Who can doubt that small developing countries are being given a blood-raw deal by developed countries? One aspect of this was once summed up in an e-mail sent to me by a Guyanese who found himself in remote Kazakhstan: “For every dollar in aid that flows into the developing world a whole seven dollars flows in debt repayments which are cruelly enforced on countries trying like hell to make it. And yet the moment they become economically viable in some field and therefore challenge developed country dominance then tariffs, subsidies and non-tariff barriers crop up to protect these so-called bastions of free trade.”
The whole process of negotiating international trading arrangements, which started decades ago, has been one long, grim tragedy of rich countries riding roughshod over poor countries. The infamous Uruguay Round of negotiations was a perfect example of this.
This long process of negotiations between unequals is presently contained for us in two negotiations which will deeply affect all our futures: the negotiation with Europe in which it was hoped to preserve, prolong and extend the beneficial concessions in the Lome Conventions and the Cotonou Agreement and, secondly, in the long, drawn-out negotiations in the DOHA Round in which it was hoped to take the iniquities and imbalances out of WTO arrangements and make sure we are not conned as we were in the Uruguay Round.
In these quagmires in which seriously under-resourced developing countries are struggling not so much to hold their own as to limit their losses against the ruthlessly selfish strategies and bullying tactics of countries already extremely rich, it is important to be absolutely clear as to what the realities are. Here, out of many, are two such realities.
In negotiations between the EU and ACP countries the EU drives the procedures and processes and sets the limits and targets. Of course, the official line is that these are agreed between the two parties. Not so. For instance, the European Commission’s “reform” of our sugar regime (it was as much our regime as theirs since it incorporated the Sugar Protocol) is a glaring example of the EU imposing a unilateral change much for the worse in a favourable and vital trading agreement with developing countries.
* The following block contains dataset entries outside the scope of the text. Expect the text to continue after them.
PR #727, opened 2019-04-12
Replace `--dry-run=false` with `--approve`

errordeveloper:
### Description

Having to set `--dry-run=false` is a little unintuitive.
This change deprecates `--dry-run` flag from `eksctl update cluster`
command with new `--approve` flag. The new flag is also added in the
commands that already had most of the plumbing in place to support it.

This also fixes an issue with `cmd.PreRun`.

### Checklist

### DIFF
--- a/pkg/addons/default/aws_node.go
+++ b/pkg/addons/default/aws_node.go
@@ -23,33 +23,33 @@ const (
 )
 
 // UpdateAWSNode will update the `aws-node` add-on
-func UpdateAWSNode(rawClient kubernetes.RawClientInterface, region string) error {
+func UpdateAWSNode(rawClient kubernetes.RawClientInterface, region string, plan bool) (bool, error) {
 	_, err := rawClient.ClientSet().AppsV1().DaemonSets(metav1.NamespaceSystem).Get(AWSNode, metav1.GetOptions{})
 	if err != nil {
 		if apierrs.IsNotFound(err) {
 			logger.Warning("%q was not found", AWSNode)
-			return nil
+			return false, nil
 		}
-		return errors.Wrapf(err, "getting %q", AWSNode)
+		return false, errors.Wrapf(err, "getting %q", AWSNode)
 	}
 
 	// if DaemonSets is present, go through our list of assets
 	list, err := LoadAsset(AWSNode, "yaml")
 	if err != nil {
-		return err
+		return false, err
 	}
 
 	for _, rawObj := range list.Items {
 		resource, err := rawClient.NewRawResource(rawObj)
 		if err != nil {
-			return err
+			return false, err
 		}
 		if resource.GVK.Kind == "DaemonSet" {
 			image := &resource.Info.Object.(*appsv1.DaemonSet).Spec.Template.Spec.Containers[0].Image
 			imageParts := strings.Split(*image, ":")
 
 			if len(imageParts) != 2 {
-				return fmt.Errorf("unexpected image format %q for %q", *image, KubeProxy)
+				return false, fmt.Errorf("unexpected image format %q for %q", *image, KubeProxy)
 			}
 
 			if strings.HasPrefix(imageParts[0], awsNodeImagePrefix) &&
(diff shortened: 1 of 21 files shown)


pkg/addons/default/aws_node.go
```diff
@@ -58,13 +58,18 @@ func UpdateAWSNode(rawClient kubernetes.RawClientInterface, region string) error
...
 		if err != nil {
-			return err
+			return false, err
 		}
 		logger.Info(status)
 	}
 
+	if plan {
+		logger.Critical("(plan) %q is not up-to-date", AWSNode)
+		return true, nil
```
martina-if: What is this boolean that the function returns?

pkg/addons/default/coredns.go
```diff
@@ -145,68 +147,73 @@ func InstallCoreDNS(rawClient kubernetes.RawClientInterface, region string, wait
 		}
 		watcher.Stop()
 		if timeout {
-			return fmt.Errorf("timed out (after %s) waiting for %q pods to become ready", waitTimeout, CoreDNS)
+			return false, fmt.Errorf("timed out (after %s) waiting for %q pods to become ready", waitTimeout, CoreDNS)
 		}
 	}
 
+	if plan {
```
martina-if: I would move this to line 108 so it's out of the way as soon as possible

pkg/addons/default/kube_proxy.go
```diff
@@ -20,55 +20,55 @@ const (
...
+		return false, fmt.Errorf("unexpected image format %q for %q", *image, KubeProxy)
 	}
 
 	desiredTag := "v" + controlPlaneVersion
 
 	if imageParts[1] == desiredTag {
 		logger.Debug("imageParts = %v, desiredTag = %s", imageParts, desiredTag)
 		logger.Info("%q is already up-to-date", KubeProxy)
-		return nil
+		return false, nil
```
martina-if: Seems like the return value is completely dependent of the input argument `plan`. I would remove the return boolean. It's a bit confusing.

pkg/ctl/utils/update_kube_proxy.go
```diff
@@ -75,5 +75,12 @@ func doUpdateKubeProxy(p *api.ProviderConfig, cfg *api.ClusterConfig, nameArg st
 		return err
 	}
 
-	return defaultaddons.UpdateKubeProxyImageTag(clientSet, cprv, false)
+	updateRequired, err := defaultaddons.UpdateKubeProxyImageTag(clientSet, cprv, plan)
+	if err != nil {
+		return err
+	}
+
+	cmdutils.LogPlanModeWarning(plan && updateRequired)
```
martina-if: I think we would get cleaner APIs if we remove the return boolean from `UpdateKubeProxyImageTag()`, `UpdateCoreDNSImageTag()`, etc. and instead, just move the call to `cmdutils.LogPlanModeWarning()` inside those functions instead

martina-if:
:+1: I think this will look nice

pkg/addons/default/aws_node.go
errordeveloper: it's to indicate pending changes, so that on the outside we can tell the user whether they want to run with `--approve` or it'd make no difference.

pkg/addons/default/coredns.go
errordeveloper: The idea is that we actually run up to the point where we have done everything, except for updating, so that we can see if all read calls will succeed...

pkg/addons/default/kube_proxy.go
errordeveloper: Yes, almost.

The idea is to print this
```
foo already up-to-date
```

vs this:
```
foo needs an update
re-run with '--approve'
```
A simple solution would be to print that line right away here, but that will break API/CLI boundary. So the idea is that the logic that decides whether to print `re-run with '--approve'` or not must be outside of this function. returning a boolean value may not be ideal, but I didn't want to over-engineer this part.
There is a boolean `plan` argument, and a boolean return value on whether approved plan would make any changes or not, that seems plausible to me. If error value matching was more flexible, perhaps we could have used the error value somehow, but Go is unhelpful with that.

pkg/ctl/utils/update_kube_proxy.go
errordeveloper: Yes, but see my comment above... And more specifically - we should avoid calling any `cmdutils` function from a library function. That package is for CLI contexts only.

Issue #535, opened 2019-02-12
get rid of eksctl.cluster.k8s.io/v1alpha1/ tags


errordeveloper:
We should use new tags, that would be consistent with labels, i.e. use `alpha.eksctl.io/`. We do need to keep it backwards compatible, of course.

PR #728, opened 2019-04-12
Get rid of eksctl.cluster.k8s.io/v1alpha1/ tags

martina-if:
closes https://github.com/weaveworks/eksctl/issues/535
Rename tags from eksctl.cluster.k8s.io/v1alpha1/ to alpha.eksctl.io/ keeping backwards compatibility

- [x] test manually


errordeveloper:
This is good to go! I've opened #731 to discuss whether tags should be upgrade during cluster upgrades, but that is indeed a separate topic!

(As I write this, the EU has taken the brutal and arrogant step of unilaterally denouncing the Sugar Protocol. This is an appalling betrayal of Caricom and the ACP – in the wake of other betrayals over the years. Suffice it to say for now that it shows the nature of the beast when our so-called partners in the negotiations for an Economic Partnership Agreement in the middle of those negotiations unilaterally tear up an existing treaty with the very people with whom they are negotiating!)
The EU is determined to get rid of the previous Lome benefits and convert its relationship with us into reciprocity between “equals” in conformity with the WTO regime. We should refuse to accept the obvious injustice of reciprocity in trade relations between completely unequal partners but we may have little choice in the matter since this particular battle was lost during the very early stages of the negotiations leading to the Cotonou Agreement. The most that can be achieved will probably be some delay in applying reciprocity to us.
Hurried, sometimes inadequate preparation on the part of grossly under-resourced developing countries is one of the most iniquitous aspects of trade negotiations. There are a host of issues that need to be studied in depth and understood. Among these are: the detailed costs and benefits of the trade arrangements proposed; what transition period will be necessary; to what extent existing trade benefits can be retained and for how long; what extent of reciprocity might be acceptable; what costs would be involved in adjusting for the obligations associated with reciprocity and whether the financial and other assistance promised would be at all adequate to offset the costs. Huge efforts have been made by our overworked teams but all too often it is a matter of too little too late – too much in the end like considering desperately what ways to stop the boat whilst it is rushing headlong down the gorge out of the control of the paddlers.
If you do not believe that international trade negotiations have so far secured very little for poor countries, please look again at the Overview of a recent UNCTAD Trade and Development Report. In the summary it is admitted that the minimum agenda for rebalancing the equation between developing countries and developed countries has remained exactly what it was over forty years ago. Here is what UNCTAD reported:
“One voice from the past stands out in the search for a more balanced trading system. In his statement to the first United Nations Conference on Trade and Development in March, l964, Raul Prebisch, its then Secretary-General, called on the industrial countries not to underestimate the basic challenge facing developing countries in the existing system:
‘We believe that developing countries must not be forced to develop inwardly – which will happen if they are not helped to develop outwardly through an appropriate international policy. We also deem it undesirable to accept recommendations which tend to lower mass consumption in order to increase captitalization, either because of the lack of adequate foreign resources or because such resources are lost owing to adverse terms of trade.’
“Prebisch understood that recommending “the free play of market forces” between unequal trading partners would only punish poorer commodity exporters at the same time as it brought advantages to the rich industrial core. His agenda to attack the persistent trade imbalance and create the essential external conditions for accelerating the rate of growth included new modalities of participation for developing countries in the trading system which would guarantee price stablization and improve market access for primary exports, allow greater policy space to develop local industries and reduce barriers to their exports, establish more appropriate terms of accession to the multilateral system and reduce the burden of debt servicing. Although the participation of developing countries in the trading system has since gone through important changes, the minimum agenda put forward by Prebisch remains the basis for rebalancing that system in support of development.”